◆ Task directions:
Out of the entries that follow, copy each line containing "shortened".

Data excerpts:
Issue #9720, opened 2023-12-18
[css-values-4] Serialization of Functional Notations


fantasai:
Tab and I noticed that we don't rigorously define the serialization of functional notations, so we're proposing to add a generic definition to CSS Values L4.

The non-controversial aspects are:

- Serialize the arguments per their individual grammars.
- Commas serialize with a following space.
- Space-separate adjacent tokens (except between a value and a following comma)

The one area where we have very little agreement is

- Whether to omit optional values in specified value serialization.

Generally-speaking, we omit optional components in computed values. This is an important principle of CSSOM serialization for computed values. But we are very inconsistent for specified values--this is extra confused by the fact that multiple "serialization" sections in our specs don't distinguish between specified and computed values and just assume there's only one serialization.

fantasai:
Specified vs computed is defined here, fwiw: https://www.w3.org/TR/css-cascade-5/#value-stages

svgeesus:
Nice, I'm comparing with the serialization stuff in Color 4 and 5 and Fonts 4 to pick up any differences.

PR #9721, opened 2023-12-18
[css-values-4] Define generic serialization for functional notations.…

fantasai:
See issue https://github.com/w3c/csswg-drafts/issues/9720


css-values-4/Overview.bs
```diff
@@ -2928,6 +2928,57 @@ Functional Notations</h2>
...
 
+<h3 id="fuctional-serialization">
+Serialization of Functional Notations</h3>
+
+	<div algorithm="serialize a functional notation">
+		Unless otherwise specified,
+		to <dfn export>serialize a functional notation</dfn>:
+
+		1. Let |s| be a string containing
+			the function's name in lowercase,
```
svgeesus, line 2939:
```suggestion
			the function's name in <a href="https://infra.spec.whatwg.org/#ascii-lowercase">ASCII lowercase</a>,
```

css-values-4/Overview.bs
```diff
@@ -2928,6 +2928,57 @@ Functional Notations</h2>
...
+			followed by “(” (U+0028 LEFT PARENTHESIS).
+
+		2. Append to |s|
+			the serializations of the arguments of the [=functional notation=]
+			per their individual grammars,
+			in the order the grammars are written in,
+			joining space-separated tokens with a single space,
+			and following each serialized comma with a single space (U+0020 SPACE).
```
svgeesus, line 2947: Is it possible to describe here that other tokens like `;`, `/` and so on are also followed by a single space? Or is there no consistency in what we have now?

css-values-4/Overview.bs
fantasai: I don't think that we actually need to specify this detail because the function names are already limited to ASCII.

css-values-4/Overview.bs
fantasai: I think that makes sense.

Issue #9009, opened 2023-06-27
[css-shapes-1] Simplify the animation type of `shape-outside`


yarusome:
The animation type of [`shape-outside`](https://drafts.csswg.org/css-shapes-1/#shape-outside-property) is "as defined for &lt;basic-shape&gt;, otherwise discrete", but the [`clip-path`](https://drafts.fxtf.org/css-masking/#the-clip-path) property in a similar situation has its animation type as "by computed value". [Web Animations](https://drafts.csswg.org/web-animations-1/#animating-properties) seems to have also covered the case needed by `shape-outside` in "by computed value", so it may be OK to simplify the animation type of `shape-outside` as "by computed value".

astearns:
The "By Computed Value" section in Web Animations doesn’t fit one of the discrete cases for shape-outside: we cannot animate between two shapes from image, so that has to be discrete (even though the computed values have the same number of components and are the same type)

Issue #5160, opened 2020-06-04
[css-shapes-1] Update propdef to apply to initial letter boxes


fantasai:
Since we're applying 'shape-outside' and 'shape-margin' to initial letter boxes, probably should include that in the Applies-to propdef (at-risk).

PR #9722, opened 2023-12-18
[css-shapes-1] propdef fixes

fantasai:
See https://github.com/w3c/csswg-drafts/issues/5160

### DIFF
--- a/css-shapes-1/Overview.bs
+++ b/css-shapes-1/Overview.bs
@@ -944,7 +944,7 @@ Float Area Shape: the 'shape-outside' property</h3>
 		Name: shape-outside
 		Value: none | [ <<basic-shape>> || <<shape-box>> ] | <<image>>
 		Initial: none
-		Applies to: floats
+		Applies to: floats and [=initial letter boxes=]
 		Inherited: no
 		Computed value: as <a href="#basic-shape-computed-values">defined</a> for <<basic-shape>> (with <<shape-box>> following, if supplied); else the computed <<image>>; else the keyword as specified
 		Animation type: as <a href="#basic-shape-interpolation">defined</a> for <<basic-shape>>, otherwise discrete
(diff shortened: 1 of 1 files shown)


astearns:
Could you add this to the shape-margin propdef table, too?

fantasai:
@astearns Done.

css-shapes-1/Overview.bs
```diff
@@ -944,10 +944,10 @@ Float Area Shape: the 'shape-outside' property</h3>
 		Name: shape-outside
 		Value: none | [ <<basic-shape>> || <<shape-box>> ] | <<image>>
 		Initial: none
-		Applies to: floats
+		Applies to: floats and [=initial letter boxes=]
 		Inherited: no
 		Computed value: as <a href="#basic-shape-computed-values">defined</a> for <<basic-shape>> (with <<shape-box>> following, if supplied); else the computed <<image>>; else the keyword as specified
-		Animation type: as <a href="#basic-shape-interpolation">defined</a> for <<basic-shape>>, otherwise discrete
+		Animation type: by computed value; see <a href="#basic-shape-interpolation">interpolation</a> of <<basic-shape>>
```
astearns, line 950: I think we need the discrete portion for shapes from image and/or combos of images/basic-shapes etc.

(thought I’d already left this comment, but now I don’t see it)

fantasai: I think that's covered here: https://www.w3.org/TR/web-animations/#by-computed-value

astearns: Image to image has the same type and number of components, so does not fit the requirements for discrete animation there.

fantasai: Oh, right. I forgot that doesn't animate here the same way as normally. I'll drop that commit.

You might want to close https://github.com/w3c/csswg-drafts/issues/9009 as rejected.

Issue #4957, opened 2020-04-16
[css-align-3] What is supposed to happen to abspos in an end-aligned scroll container?


tabatkins:
Consider this scenario:

```
<container style="display:block; height:100px; overflow:auto; position:relative;">
  <child style="height:200px;"></child>
  <abspos style="position:absolute; left:0; top:0; height:500px;"></abspos>
</container>
```

Layout's well-defined so far. Scrollable overflow area is 500px tall, initial scroll position is 0, etc.

Now set "align-content: end;" on the container.

The rules in the spec say that, since the container is a scroll container, you do *not* move the alignment subject at all. Instead, you adjust the initial scroll position of the scroll container *such that* the alignment subject is aligned *relative to the scrollport* the same that it would be aligned relative to the container if it weren't scrollable. The container is thus scrolled 100px down, so the bottom of the child is aligned with the bottom of the scrollport.

In other words, if you toggle 'overflow' on and off, the content should sit perfectly still, while remaining fully accessible in the scrollable case (that is, never getting shifted into the unscrollable area).

And this goal is achieved! For the in-flow content, at least.  It does *not* work for the abspos. Because the abspos is positioned relative to the scrollable overflow area, it jumps as you toggle overflow on and off, and the container is either scrolled or not.  This violates the original design goal.

I only see one possible fix: Abspos descendants are shifted by content alignment, so they maintain the same positioning relative to the alignment subject. (Increasing the scrollable overflow area, but I think never pushing anything into the unscrollable zone.)

Alternately, we can just ignore it, and accept that the original design goal only applies to in-flow content, and the relative positioning of in-flow and abspos content can change depending on 'overflow'.

Thoughts?

MatsPalmgren:
> `<container style="display:block; height:100px; overflow:auto; position:relative;">`
 
Did you mean `display:grid` perhaps?

>   `<child style="height:200px;"></child>`

Otherwise, `<child>` is an inline and `height` does not apply.

tabatkins:
I meant display:block, but pretend these are all blocks. ^_^

fantasai:
Testcase to try to demonstrate what we're talking about: http://software.hixie.ch/utilities/js/live-dom-viewer/?saved=8069

tabatkins:
[...]

PR #10139, opened 2024-03-25
[css-align-3][css-overflow-3] Content alignment on scroll containers extends scrollable area #4957

fantasai:
See #4957.

Review questions:
* Should we collapse the concepts of "scroll origin position" and "initial scroll position" now that they coincide even in the presence of alignment? If so, which word should we use?
* I think we can close the two issues marked in https://drafts.csswg.org/css-overflow-3/#scrolling ?
* Having the[ "The scrollable overflow area is the union of:" list](https://drafts.csswg.org/css-overflow-3/#scrollable) before the [definition of key terms like “scroll position”](https://drafts.csswg.org/css-overflow-3/#scrolling) seems wrong. Should I pull it out into its own subsection? Where?

### DIFF
--- a/css-align-3/Overview.bs
+++ b/css-align-3/Overview.bs
@@ -897,7 +897,7 @@ Content Distribution for Scroll Containers</h5>
 <h5 id=auto-safety-position>
 Self-Alignment for Absolutely Positioned Boxes</h5>
 
-	For [=absolutely positioned=] [=alignment subjects=] 
+	For [=absolutely positioned=] [=alignment subjects=]
 	whose relevant [=self-alignment property=] is not ''justify-self/normal'',
 	the default [=overflow alignment=] behavior is as follows:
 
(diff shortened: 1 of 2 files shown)


tabatkins:
> Should we collapse the concepts of "scroll origin position" and "initial scroll position" now that they coincide even in the presence of alignment? If so, which word should we use?

Yes, we should collapse. For the term, I forget whether we're actually adjust the scroll origin (so 0 is at the end, or whatever) or if we're just starting it out at a non-zero value. Which is the case, we should lean toward that term imo.

> I think we can close the two issues

Is the baseline one answered? I don't see anything in the edits apparently addressing that, but maybe it falls out of them in a more general way.

> Having the "The scrollable overflow area is the union of:" list before the definition of key terms like “scroll position” seems wrong. Should I pull it out into its own subsection? Where?

Can you just swap the sections? It's already practically the entire subsection anyway, I don't think dropping it into a further subsection would really help.

fantasai:
Rebased. Note: Given the addition of `scroll-initial-target`, I think we need to distinguish the [=scroll origin position=] and the [=initial scroll position=].

fantasai:
Split out the ordering question into https://github.com/w3c/csswg-drafts/issues/11895

I'm going to merge this now.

◆ Reply:
(diff shortened: 1 of 1 files shown)
(diff shortened: 1 of 2 files shown)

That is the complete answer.